A clear and important articulation of the Arnoldian stance can be seen in the activities of the civic organization the People's Institute. Located in New York City, the People's Institute was a reform-minded association that sought to address the social and industrial problems of urban America principally by supporting a number of cultural and political activities for the immigrant and working classes.77 Late in 1907 the institute, alongside the Women's Municipal League, undertook a report on cheap amusements in New York City, concluding that the "new social force" of nickelodeons was in the main a positive one.78 After this the institute cocreated the National Board of Censorship in early 1909 with film exhibitors and film producers, initiating an important strategy of interaction between some elite reform groups and the film industry that I will delineate further below and in chapter 3.79 The National Board of Censorship was staffed by reformers drawn from the professional middle classes, overwhelmingly women reformers from organizations such as the New York City Federation of Women's Clubs, the Children's Aid Society, the Charity Organization Society, and the Federation of Churches.
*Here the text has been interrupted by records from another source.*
PR #1041, opened 2021-12-15
Follow-ups to making all tables fully static

sipa:
This PR implements a number of changes to follow up after merging #988:
* Naming consistency:
  * Renames all files related to the precomputated tables to have a consistent `precompute_ecmult` and `precompute_ecmult_gen` prefixes (avoiding the "gen" ambiguity).
  * Renames all precomputed files themselves to have consistent `precomputed_ecmult` and `precomputed_ecmult_gen` prefixes.
  * Merges the binaries precomputing the table files into one `precompute`.
* Make the tables for exhaustive tests be computed at runtime rather than compile time (this was already the case for ecmult_gen, but not ecmult). This is a preparation for the next commit, as the alternative would be to have separate precomputed libraries for the exhaustive tests and other binaries.
* Moves the actual tables to separate `precomputed_ecmult.c` and `precomputed_ecmult_gen.c` files, which are compiled only once as part of a new `libsecp256k1_precomputed.la`, included where relevant.


src/gen_ecmult_gen_static_prec_table.c
```diff
@@ -10,8 +10,8 @@
 #include "../include/secp256k1.h"
 #include "assumptions.h"
 #include "util.h"
-#include "group.h"
-#include "ecmult_gen.h"
```
real-or-random, line 14: nit: I think `ecmult_gen.h` is included for `ECMULT_GEN_PREC_G` and `ECMULT_GEN_PREC_N`.

Makefile.am
```diff
@@ -130,31 +130,24 @@ TESTS += exhaustive_tests
...
 # forced by deleting them, e.g., by invoking `make clean-precomp`.
-src/ecmult_static_pre_g.h:
-	$(MAKE) $(AM_MAKEFLAGS) gen_ecmult_static_pre_g$(EXEEXT)
-	./gen_ecmult_static_pre_g$(EXEEXT)
-src/ecmult_gen_static_prec_table.h:
-	$(MAKE) $(AM_MAKEFLAGS) gen_ecmult_gen_static_prec_table$(EXEEXT)
-	./gen_ecmult_gen_static_prec_table$(EXEEXT)
-
 PRECOMP = src/ecmult_gen_static_prec_table.h src/ecmult_static_pre_g.h
+$(PRECOMP)&:
```
real-or-random, line 156: is the `&` on purpose? I've never seen this syntax before.

real-or-random (commented):
That was quick1

Concept ACK

Makefile.am
sipa: Yes, it means: one command builds all these targets. Otherwise, if invoked with `-jN`, the submake commands gets invoked multiple times in parallel, which caused race condition failures on CI.

I guess I'll need another solution if mac doesn't support it.

real-or-random: Ah that explanation helped me search the web: https://stackoverflow.com/questions/63928066/what-is-the-canonical-way-to-simulate-grouped-targets-in-older-versions-of-make
And this confirms that it does not work on Mac Make.

real-or-random: I think you could make it a pattern rule, which have supported grouped targets for a long time, see last example here: https://www.gnu.org/software/make/manual/html_node/Pattern-Examples.html#Pattern-Examples

```
src/precomputed_%: 
	$(MAKE) $(AM_MAKEFLAGS) precompute$(EXEEXT)
	./precompute$(EXEEXT)
```

sipa: How does the syntax in your suggested code indicate grouping?

sipa: Oh, they always are. TIL

sipa: > Pattern rules may have more than one target; however, every target must contain a % character. Pattern rules are always treated as grouped targets (see Multiple Targets in a Rule) regardless of whether they use the : or &: separator. 

I interpret that as that you actually need multiple patterns on the left of the column. Otherwise rules like `%.o: %.c` would not do what we expect them to do.

real-or-random: Oh true... One could still abuse a pattern rule with % that essentially matches only once. But then not sure whether this is ugly than a stamp file.

sipa: Hmm, what about just

```make
precomp:
	$(MAKE) $(AM_MAKEFLAGS) precompute$(EXEEXT)
	./precompute$(EXEEXT)
```
?

sipa: Switched to a different approach, where `./precompute` is given the filename to generate, and it just generates that.

src/gen_ecmult_gen_static_prec_table.c
sipa: Fixed.

sipa:
Sigh, this isn't a solution either.

sipa:
Going to try a different approach.

jonasnick:
What was the problem with this approach? Just asking because I was in the middle of reviewing this.

sipa:
The problem was that if you build with "make -j", and it involves rebuilding the precomputed table files (4 in this PR as is), it'll trigger 4 invocations of a sub-make command to build the "precompute" binary, which end up overwriting each other, and race conditions.

The approach I'm going to try next is keeping precompute_ecmult and precompute_ecmult_gen separate, and only having them generate the precomputed_*.c file. The corresponding .h file can be a normal checked-in file in the repository.

jonasnick:
I see. Thanks.

PR #1042, opened 2021-12-17
Follow-ups to making all tables fully static

sipa:
This PR implements a number of changes to follow up after merging #988:

* Naming consistency:
  * All precomputed table files now have name `precomputed_*.*`
  * All source files related to the creation of the precomputed table files have name `precompute_*.*`.
  * All source files related to the computation of tables (whether they go in precomputed files or not) have name `*_compute_table.*`.
* Make the tables for exhaustive tests be computed at runtime rather than compile time (this was already the case for ecmult_gen, but not ecmult). This is a preparation for the next point, as the alternative would be to have separate precomputed libraries for the exhaustive tests and other binaries.
* Moves the actual tables to separate `precomputed_*.c` files, which are compiled only once as part of a new `libsecp256k1_precomputed.la`, included where relevant. The corresponding `precomputed_*.h` file are normal source files.

Retry of #1041.


real-or-random (commented):
ACK mod nits

real-or-random:
I think so far it was in theory possible to use libsecp by just including the `secp256k1.c` file, i.e., by including the source instead of linking binaries. I assume this is not a use case we care about (and I don't expect anyone to do this) but I would like to draw attention to this.

src/precompute_ecmult.c
```diff
@@ -20,39 +20,58 @@
...
+    for (j = 1; j < ECMULT_TABLE_SIZE(window_g); ++j) {
+        secp256k1_gej_set_ge(&gj, &ge);
+        secp256k1_gej_add_ge_var(&gj, &gj, &dgen, NULL);
+        secp256k1_ge_set_gej_var(&ge, &gj);
+        secp256k1_ge_to_storage(&table[j], &ge);
+    }
+}
+
+/* Like secp256k1_ecmult_compute_table, but one for both gen and gen*2^128. */
+static void secp256k1_ecmult_compute_two_tables(secp256k1_ge_storage* table, secp256k1_ge_storage* table_128, int window_g, const secp256k1_ge* gen) {
```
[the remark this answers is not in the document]
sipa: Done, added a commit to do so.

src/tests_exhaustive.c
```diff
@@ -389,8 +390,10 @@ int main(int argc, char** argv) {
         printf("running tests for core %lu (out of [0..%lu])\n", (unsigned long)this_core, (unsigned long)num_cores - 1);
     }
 
-    /* Recreate the ecmult_gen table using the right generator (as selected via EXHAUSTIVE_TEST_ORDER) */
+    /* Recreate the ecmult{,_gen} tables using the right generator (as selected via EXHAUSTIVE_TEST_ORDER) */
     secp256k1_ecmult_gen_create_prec_table(&secp256k1_ecmult_gen_prec_table[0][0], &secp256k1_ge_const_g, ECMULT_GEN_PREC_BITS);
+    secp256k1_ecmult_compute_two_tables(secp256k1_pre_g, secp256k1_pre_g_128, WINDOW_G, &secp256k1_ge_const_g);
+
```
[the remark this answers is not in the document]
sipa: The existing ecmult tables (from #956) contain separate tables for the exhaustive test case. So they're not using wrong tables.

The problem is that this approach isn't really compatible with the separately-compiled .c file with tables, unless there is a separately-compiled module for (each) exhaustive test generator. So instead I'm modifying the code to use the same approach for ecmult as ecmult_gen does since #988.

sipa:
@real-or-random Good to point that out, but I don't think it's really a concern. I think we should preserve (and improve) the ability to build without a complex build/config system around it, but whether that involves building one or two modules isn't the end of the world. If there is actual desire for that, it wouldn't be hard to make `src/precomputed_ecmult_{,gen_}.h` include the corresponding .c file.

src/ecmult_compute_table.h
```diff
@@ -0,0 +1,16 @@
+/*****************************************************************************************************
+ * Copyright (c) 2013, 2014, 2017, 2021 Pieter Wuille, Andrew Poelstra, Jonas Nick, Russell O'Connor *
+ * Distributed under the MIT software license, see the accompanying                                  *
+ * file COPYING or https://www.opensource.org/licenses/mit-license.php.                              *
+ *****************************************************************************************************/
+
+#ifndef SECP256K1_ECMULT_COMPUTE_TABLE_H
+#define SECP256K1_ECMULT_COMPUTE_TABLE_H
+
+/* Construct table of all odd multiples of gen in range 1..(2**(window_g-1)-1). */
```
jonasnick, line 10: `window_g-2`?

jonasnick (commented):
otherwise looks good

src/ecmult_compute_table.h
sipa: `ECMULT_TABLE_SIZE(w)` is `(1L << ((w)-2))`. But that's just the size of the table, not the range. As the entries are two apart (only odd values), I think the range extends to 2^(w-1)-1.

jonasnick (commented):
ACK e05da9e480de34129a170510a311abb204eefeb3

real-or-random:
ACK e05da9e480de34129a170510a311abb204eefeb3

hebasto:
It looks like this change [breaks](https://cirrus-ci.com/task/5951925467217920) building Bitcoin Core with MSVC:
```
...
     Creating library C:\Users\ContainerAdministrator\AppData\Local\Temp\cirrus-ci-build\build_msvc\x64\Release\bitcoind.lib and object C:\Users\ContainerAdministrator\AppData\Local\Temp\cirrus-ci-build\build_msvc\x64\Release\bitcoind.exp
libsecp256k1.lib(secp256k1.obj) : error LNK2019: unresolved external symbol secp256k1_pre_g referenced in function secp256k1_ecmult_strauss_wnaf [C:\Users\ContainerAdministrator\AppData\Local\Temp\cirrus-ci-build\build_msvc\bitcoind\bitcoind.vcxproj]
libsecp256k1.lib(secp256k1.obj) : error LNK2019: unresolved external symbol secp256k1_pre_g_128 referenced in function secp256k1_ecmult_strauss_wnaf [C:\Users\ContainerAdministrator\AppData\Local\Temp\cirrus-ci-build\build_msvc\bitcoind\bitcoind.vcxproj]
libsecp256k1.lib(secp256k1.obj) : error LNK2019: unresolved external symbol secp256k1_ecmult_gen_prec_table referenced in function secp256k1_ecmult_gen [C:\Users\ContainerAdministrator\AppData\Local\Temp\cirrus-ci-build\build_msvc\bitcoind\bitcoind.vcxproj]
C:\Users\ContainerAdministrator\AppData\Local\Temp\cirrus-ci-build\build_msvc\x64\Release\bitcoind.exe : fatal error LNK1120: 3 unresolved externals [C:\Users\ContainerAdministrator\AppData\Local\Temp\cirrus-ci-build\build_msvc\bitcoind\bitcoind.vcxproj]
```

Makefile.am
```diff
@@ -60,12 +64,17 @@ noinst_HEADERS += contrib/lax_der_parsing.c
 noinst_HEADERS += contrib/lax_der_privatekey_parsing.h
 noinst_HEADERS += contrib/lax_der_privatekey_parsing.c
 
+PRECOMPUTED_LIB = libsecp256k1_precomputed.la
+noinst_LTLIBRARIES = $(PRECOMPUTED_LIB)
+libsecp256k1_precomputed_la_SOURCES =  src/precomputed_ecmult.c src/precomputed_ecmult_gen.c
+libsecp256k1_precomputed_la_CPPFLAGS = $(SECP_INCLUDES)
```
real-or-random, line 70: @hebasto  This is because we now have a separate compilation unit for the precomputed tables. So Core needs to tell MSVC to build `libsecp256k1_precomputed` separately and link it to the library. 

But I have no idea about the required changes to https://github.com/bitcoin/bitcoin/blob/master/build_msvc/libsecp256k1/libsecp256k1.vcxproj that would be equivalent to this automake snippet.

If this is anyway maintained within the Bitcoin Core org, maybe we should move the vcxproj file to this repo in the future. This will help us add MSVC builds to the CI here.

hebasto: @sipsorcery

Could you look into this?

hebasto: @sipsorcery 

Thanks! It works flawlessly.

real-or-random: @sipsorcery That works but it's too much: You don't need the `precompute_` files, the `precomputed` files should be enough. 

Also, this will then recompile the `precomputed_` files every time, which makes recompilation somewhat slower than what we have in our Makefile. (This was the reason why we introduced the `libsecp256k1_precomputed` as a separate object.) But yeah, this only affects compilation time, so it's probably not worth to optimize the `vcxproj` for this.

hebasto:
@sipa 

During reviewing of the current [master branch](https://github.com/bitcoin-core/secp256k1/commit/427bc3cdcfbc74778070494daab1ae5108c71368), I've noticed that `extern "C" {...}` guarded by `#ifdef __cplusplus` were added to _non-public_ headers in the commit e05da9e480de34129a170510a311abb204eefeb3 "Fix c++ build".

But I cannot see any scenario where those headers, i.e., `src/precomputed_ecmult.h` and `src/precomputed_ecmult_gen.h`, are processed by a C++ compiler.

FWIW, no issues are observed when compiling Bitcoin Core after removal of `extern "C" {...}` from the mentioned headers.

Did I miss something?

real-or-random:
> But I cannot see any scenario where those headers, i.e., `src/precomputed_ecmult.h` and `src/precomputed_ecmult_gen.h`, are processed by a C++ compiler.

I haven't checked, but maybe those will would be relevant when compiling the `precomputed` compilation unit with a C compiler but the rest with a C++ compiler? But why should anyone do this? ping @sipa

Nickelodeon described the board as "the great policing force of the business," and it reviewed most of the films exhibited in the United States in the 1910s, usually working through a process of interaction and negotiation with producers to establish "acceptable" representations suitable for family viewing in order to both uplift the cultural status of cinema and to utilize cinema as a positive social force in reshaping a mass public.80 The board lobbied for an understanding of the positive social function of cinema, arguing, for example, that cinema replaced the negative cultural function of the saloon and countering the claims that moving pictures caused delinquency.81 It circulated definitions of acceptable content through the 1910s that shaped production decisions, helping to locate the "questions of law and morality" that circulated outside and around the cinema "between the pictures."82
Less intent on eradicating cinema, repressively regulating cinema according to licensing and land-use zoning laws, or censoring cinema from the perspective of governmental agencies, the Arnoldian reformers believed that a carefully and productively regulated cinema could enable the cultural and social uplift of vulnerable and dangerous audience groups. Altruism was not always or necessarily the central motivation for these reform groups, though, as Uricchio and Pearson make clear, for the formation of "counter-attractions" was seen as one way to "ameliorate the social crisis, precluding agitation by filling workers' leisure hours with less harmful pursuits."83 In this sense a policing of cinema was reimagined by some as a policing through cinema, for although elite strategies differed, they frequently shared similar goals in what historian Paul Boyer describes as the "fundamental moral control purposes" central to progressive reform.84 Further clarification of this complicated situation will emerge in the detailed chapters that follow.